_YOUR OBJECTIVE_
Keep only the lines of the listing that include the word "paths", and copy them.

*** Block opens ***

PR #159, opened 2025-02-11
Backend synchronization

juandlt-csu:
Hey Sam,

Sorry for this massive PR. Most of the stuff in here is actually not relevant to the PR (it's mostly moving functions (with documentation) from the pipeline into a separate folder for the yet to be completed package). The most relevant files are:

1. `shiny_ver_tool/ver_tool_v1/R/data_synchronization.R`
    - I made a folder for functions specific to the tool. Right now it just has the one file. This file has the new and improved file checking for the back end files. I think it's a lot more robust. You'll notice that at the bottom of this script I have the "move data around" functions that are still in pseudocode mode. I haven't attached them to the front end because I haven't fully figured them out yet and I haven't fully considered the front end specifics for how the app handles data and directory information. Look over these functions and see if you can poke some holes in them. Documentation is lacking, sorry if it's not super clear. Push it back if you want some more documentation.
2. `shiny_ver_tool/ver_tool_v1/app.R`
    - Very slight modifications here. Just some updates to file paths for non-mac users, some libraries for the back end stuff, and a suggestion for a to do. 

Also included in the scratch folders is some of the work that I did trying to make the database idea work. Fun to poke around in, but it's mostly bones that I was planning around until I realized that it wouldn't work.


shiny_ver_tool/ver_tool_v1/R/data_synchronization.R
```diff
@@ -0,0 +1,380 @@
+sync_file_system <- function() {
+
+  pre_dir_path <- here("shiny_ver_tool", "ver_tool_v1", "data", "scratch_data")# pre_verification_path
+  int_dir_path <- here("shiny_ver_tool", "ver_tool_v1", "data", "scratch_data")# intermediary_path
+  ver_dir_path <- here("shiny_ver_tool", "ver_tool_v1", "data", "scratch_data")# verified_path
```
SamStruthers, line 5: I'm assuming this would be changed to the actual file paths later on?

SamStruthers:
For some reason this was not working when I just called `sync_file_system()` but seemed to work when I ran the lines to get file directories and filenames then ran the whole function. Otherwise it seemed to be working? It couldn't open the files (see screenshot), which I am assuming that is bc it is test data but if that is not happening for you, it might be something to look into 
Screenshot 2025-02-11 at 3 45 02 PM

Looking over the pseudocode, I think that all makes sense to me. I left one comment there but I realize a lot of that code is not not written yet. Maybe the next step is to make a new test_data folder with the datetimes/hashes, the actual folder structure we want and data  that should load properly(if that was happening to you too) and maybe we can start seeing how it would update when in the shiny app?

*** Block closes ***

_THE COMPLETED TASK_
    - Very slight modifications here. Just some updates to file paths for non-mac users, some libraries for the back end stuff, and a suggestion for a to do. 
SamStruthers, line 5: I'm assuming this would be changed to the actual file paths later on?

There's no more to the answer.